(EXERCISE DETAILS): Look through the records, and whenever a line includes the word "Tamookk", copy it.

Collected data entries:
━━━━━━━━━━━━━━━━━━━━━━━━━━━━━━

PR #173, opened 2021-09-26
Fix: Image Fusion Window

peteqian:
This PR resolves bug [#1922](https://redmine.didymodesigns.com.au/issues/1922) and [#1935](https://redmine.didymodesigns.com.au/issues/1935)

- Fix the user being able to fuse with the same image/series. 
- Fix when attempting image fusion with a new patient after already performing fusion with the previous patient, the window should now be able to detect the new patient as the current patient while selecting images and not the previous patient.


src/View/ImageFusion/ImageFusionWindow.py
```diff
@@ -284,19 +278,22 @@ def retranslate_ui(self, open_image_fusion_select_instance):
         self.open_patient_window_confirm_button.setText(_translate(
             "OpenPatientWindowInstance", "Confirm"))
 
-    def update_new_patient(self):
+    def update_patient(self):
+        # self.clear_checked_leaves()
```
Tamookk, line 282: This line should be removed if it is unused.

src/View/ImageFusion/ImageFusionWindow.py
```diff
@@ -284,19 +278,22 @@ def retranslate_ui(self, open_image_fusion_select_instance):
...
         self.patient_dict_container = PatientDictContainer()
         self.patient = self.patient_dict_container.get("basic_info")
         self.patient_id = self.patient['id']
-        self.clear_checked_leaves()
+
+        dataset = self.patient_dict_container.dataset[0]
+        self.patient_current_image_series_uid = dataset.get("SeriesInstanceUID")
```
Tamookk, line 288: Slightly too long for PEP8 compliance.

src/View/ImageFusion/ImageFusionWindow.py
```diff
@@ -350,105 +347,173 @@ def search_progress(self, progress_update):
...
-        if dicom_structure is None:  # dicom_structure will be None if
-            # function was interrupted.
+        # dicom_structure will be None if function was interrupted.
+        if dicom_structure is None:
             return
 
         for patient_item in dicom_structure.get_tree_items_list():
-            self.open_patient_window_patients_tree.addTopLevelItem(
-                patient_item)
+            self.open_patient_window_patients_tree.addTopLevelItem(patient_item)
```
Tamookk, line 368: Slightly too long for PEP8 compliance.

src/View/ImageFusion/ImageFusionWindow.py
```diff
@@ -350,105 +347,173 @@ def search_progress(self, progress_update):
...
-
-        # Check the existence of IMAGE, RTSTRUCT and RTDOSE files
-        if len(list({'CT', 'MR', 'PT'} & selected_series_types)) == 0:
-            header = "Cannot proceed without an image file."
-            self.open_patient_window_confirm_button.setDisabled(True)
+        # Check selected items and display warning messages
+        self.check_selected_items(selected_patient)
+
+    def display_a_tree_branch(self, node, is_expanded):
+        """ Expand/Close a tree branch """
```
Tamookk, line 425: Docstring is incomplete, parameter definitions are needed.

src/View/OpenPatientWindow.py
```diff
@@ -146,7 +146,7 @@ def setup_ui(self, open_patient_window_instance):
             self.tree_item_clicked)
         self.open_patient_window_instance_vertical_box.addWidget(
             self.open_patient_window_patients_tree)
-        self.last_patient = None
+
```
Tamookk, line 150: Too many blank lines

Tamookk (commented):
All works as described. Just a few PEP8 compliance issues to correct and I will approve.

src/View/ImageFusion/ImageFusionWindow.py
peteqian: Could Team 23 advise what is 'is_expanded' meant to be?

Tamookk: I can't say for sure but it looks like this variable is used to set whether a node on the tree (when selecting a patient/image set for image fusion) is expanded on not.

peteqian: I didn't write this code. I can't comment - I also don't want to assume. Can team 23 please fix their docstring as well as their own function within the next PR, thanks.

Tamookk (approved):
Great work, all works as described and is PEP8 compliant (assuming the docstring will be fixed in the future!). Team 14

src/View/ImageFusion/ImageFusionWindow.py
tdlinh2712: @peteqian i think this is from last year's team... Regardless, it is a boolean parameter to mark whether a node 's information is expanded. If you can update the docstring here for us would be great. Thank you.

peteqian: This isn't last year's code. This code was developed by your team in this [PR](https://github.com/didymo/OnkoDICOM/pull/168/files). I will make the fix regarding my file, however, upon investigating this flag and how it sets - shorthand notation makes it difficult to read if the flag is constantly set to False or True due to the PEP-8 Compliance.

`
is_expanded = False \
            if (item.isExpanded() is True and
                item.checkState(0) == Qt.CheckState.Unchecked) else True
        self.display_a_tree_branch(item, is_expanded)
`

Also, a suggestion might be to is to remove the "is True" section of the if condition, as this makes the condition require an additional useless parameter for evaluating Truths.

tdlinh2712: Yep, thanks for pointing that out, and sorry I thought it was last year's code 😂 we will fix the condition in our next PR so that it's more readable.

tdlinh2712: @peteqian that being said, the code in here is copied from PR #168. It's a bit concerning since it shows that from now on, if we make changes to Open Patient Window or how the directory tree is structured, we need to do the same thing for the one In Image Fusion as well. It makes it more difficult to maintain the code. I'm not saying that we need to fix the repetition now, but our team will document it for next year's aims planning so that they can work on integrating these two windows together.

peteqian: But does thou approve such a request?

tdlinh2712: @peteqian i'm still testing the program for functionalities, so if it all works well i'll approve this PR for sure

peteqian: > @peteqian that being said, the code in here is copied from PR #168, is that correct? It's a bit concerning since it shows that from now on, if we make changes to Open Patient Window or how the directory tree is structured, we need to do the same thing for the one In Image Fusion as well. It makes it more difficult to maintain the code. I'm not saying that we need to fix the repetition now given the time constraint, but our team will document it for next year's aims planning so that they can work on integrating these two windows together.

I do agree with this. However, previously when I was trying to inherit this class - I was running into issues where the subclass (UIImageFusionWindow) was not instantiating the superclass (UIOpenPatientWindow) properly - this was most likely due to no __init__() present in the UIOpenPatientWindow class (although just speculating at this point). If you were to make the class inheritable - then refactoring would be very easy.

tdlinh2712 (approved):
works well! team 23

━━━━━━━━━━━━━━━━━━━━━━━━━━━━━━

(RESPONSE FOR THIS EXERCISE):
Tamookk, line 282: This line should be removed if it is unused.
Tamookk, line 288: Slightly too long for PEP8 compliance.
Tamookk, line 368: Slightly too long for PEP8 compliance.
Tamookk, line 425: Docstring is incomplete, parameter definitions are needed.
Tamookk, line 150: Too many blank lines
Tamookk (commented):
Tamookk: I can't say for sure but it looks like this variable is used to set whether a node on the tree (when selecting a patient/image set for image fusion) is expanded on not.
Tamookk (approved):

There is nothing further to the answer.